[DATA SUPPLIED]

PR #719, opened 2017-04-11
Improve consistency in ListXXXParameters classes

albers:
See the discussion in #707 for naming issues in the static factory methods of several `ListXXXParameters` classes.

In this PR, for several short-named methods (e.g. `driver`) aliases with more consistent names (e.g. `withDriver`) are **added**.
I leave it to discussion whether the old methods should get deprecated or not. Currently they are not. 

In cases where you want to do imports for a bunch of static methods from several `ListXXXParameters` classes, it might be helpful to be able to choose from several names for the same function. So it might be a good idea not to deprecate the methods.

Following this argument further on, we could even create more aliases like `withNetworkLabel`, `withImageLabel`, `withContainerLabel` as suggested but dropped in #707.

On the other hand, the choice between several names for the same thing might be confusing to the user. I tried to mitigate this by adding some `@see` javadoc references between the related methods.

WDYT?

Notes:
* For filter parameters that target exactly one instance as event source, I chose the prefix `for` instead of `with` (e.g. `forContainer`).
* This PR also **changes** two **unreleased** method names in `ListNetworksParam`

### DIFF
--- a/src/main/java/com/spotify/docker/client/DockerClient.java
+++ b/src/main/java/com/spotify/docker/client/DockerClient.java
@@ -2510,6 +2510,18 @@ public interface DockerClient extends Closeable {
      * Show events with a label value.
      *
      * @param label The label to filter on
+     * @return EventsParam
+     * @see #withLabel(String)
+     * @since API 1.21
+     */
+    public static EventsParam label(final String label) {
+      return label(label, null);
+    }
+    
+    /**
+     * Show events with a label value.
+     *
+     * @param label The label to filter on
      * @param value The value of the label
      * @return EventsParam
      * @see #label(String, String)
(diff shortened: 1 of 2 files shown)


albers:
@johnflavin @mattnworb PTAL

davidxia:
I prefer not having aliases but just one method for each. As a user, I'd be confused whether similarly named methods are actually different. I also vote for no breaking changes and using `@Deprecated` if we have to remove something.

albers:
@davidxia This actually leaves no space for improving naming consistency here. Just renaming the methods would be a breaking change, and a transition phase (with deprecating the old names) would use aliases.

mattnworb:
thanks @albers for the PR and taking the effort to improve this. 

I think I would prefer to have aliases and deprecate any existing/confusingly-named methods rather than make a breaking change. I'd be comfortable with making a breaking change and bumping the version number but only if we were to tackle this across the entire library, so we could release a new major version where we tried to address all inconsistencies.

@davidxia as @albers mentioned it seems like we have to do one or the other - can you clarify what you meant?

albers:
@mattnworb To be fair, there is a third alternative: leave everything as-is. There is no pressing need to improve consistency here. If you prefer to go this way, I'd be fine with closing this PR.

albers:
Looks like we don't reach a consensus here, so I'm closing this.

PR #721, opened 2017-04-11
Upload 1.13.1 artifact to sonatype

davidxia:


davidxia:
yea there's no difference. This is just for fun.

davidxia:
better bookkeeping, rather

PR #729, opened 2017-04-25
Support more swarm operations

davidxia:
init, join, leave, update, unlockKey, unlock

### DIFF
--- a/src/test/java/com/spotify/docker/client/DefaultDockerClientTest.java
+++ b/src/test/java/com/spotify/docker/client/DefaultDockerClientTest.java
@@ -60,6 +60,7 @@ import static com.spotify.docker.client.messages.swarm.RestartPolicy.RESTART_POL
 import static java.lang.Long.toHexString;
 import static java.lang.String.format;
 import static java.lang.System.getenv;
+import static java.util.Collections.emptyMap;
 import static java.util.Collections.singletonList;
 import static org.apache.commons.lang.StringUtils.containsIgnoreCase;
 import static org.awaitility.Awaitility.await;
@@ -83,7 +84,6 @@ import static org.hamcrest.Matchers.hasSize;
 import static org.hamcrest.Matchers.instanceOf;
 import static org.hamcrest.Matchers.is;
 import static org.hamcrest.Matchers.isEmptyOrNullString;
-import static org.hamcrest.Matchers.isEmptyString;
 import static org.hamcrest.Matchers.isIn;
 import static org.hamcrest.Matchers.lessThan;
 import static org.hamcrest.Matchers.lessThanOrEqualTo;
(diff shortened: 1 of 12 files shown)


tiagoalves83:
@davidxia When this will be released ? Maybe you could add https://github.com/spotify/docker-client/pull/733 ?

davidxia:
I'm still adding tests and sure thing.

src/test/java/com/spotify/docker/client/DefaultDockerClientTest.java
```diff
@@ -4672,6 +4682,104 @@ public void testInspectSwarm() throws Exception {
...
+    assertThat(updatedSwarm.id(), equalTo(swarm.id()));
+    final SwarmSpec newSpec = updatedSwarm.swarmSpec();
+    assertThat(newSpec, equalTo(updatedSpec));
+
+    // Return swarm back to old settings
+    sut.updateSwarm(updatedSwarm.version().index(), swarm.swarmSpec());
+  }
+
+  @Test
+  public void testUnlockKey() throws Exception {
```
davidxia: I'm not sure how to test [unlocking the manager with the key](https://docs.docker.com/engine/swarm/swarm_manager_locking/). I can initialize the swarm with autolocking enabled, but how do I lock the manager? By restarting docker somehow?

[/DATA SUPPLIED]

▶ AIM OF THE EXERCISE: Restate word for word the lines above, beginning at the first one and ending at the line that carries "See the discussion".

▶ EXERCISE RESPONSE:
PR #719, opened 2017-04-11
Improve consistency in ListXXXParameters classes

albers:
See the discussion in #707 for naming issues in the static factory methods of several `ListXXXParameters` classes.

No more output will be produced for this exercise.